Maintenance Records To Provide Insight Into Fiery West Tulsa Plane Crash

Wednesday, September 29th 2010, 6:48 pm
By: News On 6

By Emory Bryan, The News On 6

TULSA, OKLAHOMA -- Investigators combed through the wreckage of a fiery plane crash Wednesday.

The crash happened late Tuesday morning in west Tulsa. A flight instructor, Jade Schiewe, 28, and student pilot, Zachary Pfaff, 26,on board the plane survived the crash. Tulsa Fire said Schiewe suffered second- and third-degree burns to his lower right leg.

9/28/2010 Related Story: Instructor And Student Pilot Survive Fiery Emergency Landing Near Jones Riverside Airport

The airplane involved in the fire was a 1980 model. Of course, you don't see many cars that old still on the road. That's because cars are not maintained like airplanes. Everything that happens to an airplane is well documented.  Investigators will be looking into those records for clues about what happened.

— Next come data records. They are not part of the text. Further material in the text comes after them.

Issue #1747, opened 2020-05-23
Queue close does not close redis connection when using custom createClient function


dobesv:
## Description

When creating queues using the `createClient` function to connect to redis, the queues are not closed when the queue is closed.

## Minimal, Working Test code to reproduce the issue.

```
const Queue = require('bull');
const Redis = require('ioredis');
const Bluebird = require('bluebird');

const main = async () => {
  const clients = [];
  const createClient = (type, redisOpts) => {
    const redisOptions = {
      ...redisOpts,
      connectionName: ['bull', type].join('-'),
    };
    const client = new Redis(redisOptions);
    clients.push(client);
    console.log('start redis', redisOptions.connectionName);
    client.on('connect', () =>
      console.log('redis connected', redisOptions.connectionName),
    );
    client.on('end', () =>
      console.log('end redis', redisOptions.connectionName),
    );
    return client;
  };
  const q1 = new Queue('1', { createClient });
  const q2 = new Queue('2', { createClient });
  const q3 = new Queue('3', { createClient });
  q1.process(1, job => console.log('q1', job.data)).catch(err =>
    console.error(err),
  );
  q2.process(2, job => console.log('q2', job.data)).catch(err =>
    console.error(err),
  );
  q3.process(3, job => console.log('q3', job.data)).catch(err =>
    console.error(err),
  );
  console.log('processors ready');
  await Bluebird.delay(1000);
  await Promise.all([q1.add({ q: 1 }), q2.add({ q: 2 }), q3.add({ q: 3 })]);
  await Bluebird.delay(1000);
  await q1.close();
  console.log('closed q1');
  await q2.close();
  console.log('closed q2');
  await q3.close();
  console.log('closed q3');
  Object.values(clients).forEach(client => {
    console.log(client.options.connectionName, client.status);
  });
  console.log('end of main');
};

main();

```

Output:

```
$ NODE_OPTIONS=--max-old-space-size=100 node ./reproduce2.js 
start redis bull-client
start redis bull-client
start redis bull-client
processors ready
redis connected bull-client
redis connected bull-client
redis connected bull-client
start redis bull-subscriber
start redis bull-subscriber
start redis bull-subscriber
redis connected bull-subscriber
redis connected bull-subscriber
redis connected bull-subscriber
start redis bull-bclient
start redis bull-bclient
redis connected bull-bclient
start redis bull-bclient
redis connected bull-bclient
redis connected bull-bclient
q1 { q: 1 }
[...]

PR #1790, opened 2020-07-03
Add some notes to Reusing Redis Connections

dobesv:
Help avoid pitfalls with closing reused connections and keyPrefix.

Fix for https://github.com/OptimalBits/bull/issues/1747

### DIFF
--- a/PATTERNS.md
+++ b/PATTERNS.md
@@ -70,7 +70,8 @@ A standard queue requires **3 connections** to the Redis server. In some situati
 
 Notes:
 - bclient connections [cannot be re-used](https://github.com/OptimalBits/bull/issues/880), so you should return a new connection each time this is called.
-- client and subscriber connections can be shared and will not be closed when the queue is closed.  When you are shutting down the process, first close the queues, then the shared connections (if they are shared).  If you are not sharing client and subscriber connections but using `createClient` to do some custom connection logic, you will need to keep a list of all the connections you created so you can manually close them later when the queue shuts down
+- client and subscriber connections can be shared and will not be closed when the queue is closed.  When you are shutting down the process, first close the queues, then the shared connections (if they are shared).
+- if you are not sharing connections but still using `createClient` to do some custom connection logic, you may still need to keep a list of all the connections you created so you can manually close them later when the queue shuts down, if you need a graceful shutdown for your process
 - do not set a `keyPrefix` on the connection you create, use bull's built-in prefix feature if you need a key prefix
 
 ```js
--- a/PATTERNS.md
+++ b/PATTERNS.md
@@ -69,7 +69,7 @@ Reusing Redis Connections
 A standard queue requires **3 connections** to the Redis server. In some situations you might want to re-use connections—for example on Heroku where the connection count is restricted. You can do this with the `createClient` option in the `Queue` constructor.
 
 Notes:
-- bclient connections [cannot be re-used](https://github.com/OptimalBits/bull/issues/880), so you should return a new connect each time this is called. These connections will be disconnected/reconnected by bull automatically as part of queue operations and will be disconnected when the queue is closed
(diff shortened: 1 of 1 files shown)


manast:
thanks for the contribution, appreciated.

PATTERNS.md
```diff
@@ -66,7 +66,12 @@ The most robust and scalable way to accomplish this is by combining the standard
 Reusing Redis Connections
 -------------------------
 
-A standard queue requires **3 connections** to the Redis server. In some situations you might want to re-use connections—for example on Heroku where the connection count is restricted. You can do this with the `createClient` option in the `Queue` constructor (note: bclient connections [cannot be re-used](https://github.com/OptimalBits/bull/issues/880)):
+A standard queue requires **3 connections** to the Redis server. In some situations you might want to re-use connections—for example on Heroku where the connection count is restricted. You can do this with the `createClient` option in the `Queue` constructor.
+
+Notes:
+- bclient connections [cannot be re-used](https://github.com/OptimalBits/bull/issues/880), so you should return a new connect each time this is called. These connections will be disconnected/reconnected by bull automatically as part of queue operations and will be disconnected when the queue is closed
```
manast, line 72: A note here, the bclient is not disconnected when the queue closes. See it like this, all connections created outside of Bull are never closed or destroyed by Bull and need to be disconnected manually after closing Bull.

PATTERNS.md
```diff
@@ -66,7 +66,12 @@ The most robust and scalable way to accomplish this is by combining the standard
...
+- client and subscriber connections can be shared and will not be closed when the queue is closed.  When you are shutting down the process, first close the queues, then the shared connections (if they are shared).  If you are not sharing client and subscriber connections but using `createClient` to do some custom connection logic, you will need to keep a list of all the connections you created so you can manually close them later when the queue shuts down
+- do not set a `keyPrefix` on the connection you create, use bull's built-in prefix feature if you need a key prefix
```
manast, line 74: the built-in prefix is the queue name indeed, maybe some users will get confused if we mention a prefix feature :/

PATTERNS.md
dobesv, line 72:
```suggestion
- bclient connections [cannot be re-used](https://github.com/OptimalBits/bull/issues/880), so you should return a new connection each time this is called.
```

PATTERNS.md
```diff
@@ -66,7 +66,12 @@ The most robust and scalable way to accomplish this is by combining the standard
...
+A standard queue requires **3 connections** to the Redis server. In some situations you might want to re-use connections—for example on Heroku where the connection count is restricted. You can do this with the `createClient` option in the `Queue` constructor.
+
+Notes:
+- bclient connections [cannot be re-used](https://github.com/OptimalBits/bull/issues/880), so you should return a new connection each time this is called.
+- client and subscriber connections can be shared and will not be closed when the queue is closed.  When you are shutting down the process, first close the queues, then the shared connections (if they are shared).  If you are not sharing client and subscriber connections but using `createClient` to do some custom connection logic, you will need to keep a list of all the connections you created so you can manually close them later when the queue shuts down
```
dobesv, line 73:
```suggestion
- client and subscriber connections can be shared and will not be closed when the queue is closed.  When you are shutting down the process, first close the queues, then the shared connections (if they are shared).
- if you are not sharing connections but still using `createClient` to do some custom connection logic, you may still need to keep a list of all the connections you created so you can manually close them later when the queue shuts down, if you need a graceful shutdown for your process
```

PATTERNS.md
dobesv: I ran into HUGE issues using a `keyPrefix` in my redis connections, so I was hoping by specifically mentioning NOT to set a keyPrefix here it might help people avoid that.

PATTERNS.md
dobesv: Ah right, I was confused because it does kind of ... disconnect and reconnect all the time.  But after the queue is closed, the connection is left in a "connected" state, so it still has to be closed in a separate step.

What's left of the 1980 model Cessna 172RG remains right where it landed. Investigators visited the site but much of their work may be done with the paperwork on the airplane.

"We've got from when it rolled off the line at Cessna," Charles Westover, an aircraft mechanic, said.

Charles Westover, the head mechanic at Christiansen Aviation, said every airplane has an extensive maintenance record.

"We've got an airframe logbook, an engine logbook and then propeller logbooks and they tell what we've done," he said.

Even small planes are required to have regular maintenance and overhauls. Westover says that uncovers almost every routine problem.

"You just don't see flight fires," he said. "You'll see smoke every once in a while, but it's usually electrical smoke, very rarely will you get fire in the cockpit, because there's just not just there."

The flight that ended with an emergency landing started out at the Spartan School of Aeronautics. They're required, as with anyone who operates an airplane, to keep the planes airworthy with regular, documented maintenance.

On an airplane, everything from the wingtips to the engine is inspected before each flight, and thoroughly inspected, broken down by a mechanic, at least every 100 hours of flight. It doesn't matter how old the airplane is, someone can go back over the records and find everything that's ever been done to that airplane.

"Every time it goes out the door, we're on the hook," Westover said.

Mechanics put their license to work on the line every time they sign off on a repair. When there is an accident, those records and their work, gets a close look from investigators.

The particular model of airplane involved requires a mechanic's inspection every 50 hours of flight, and because it's used in a flight school, is checked over by a different set of pilots most likely several times a day.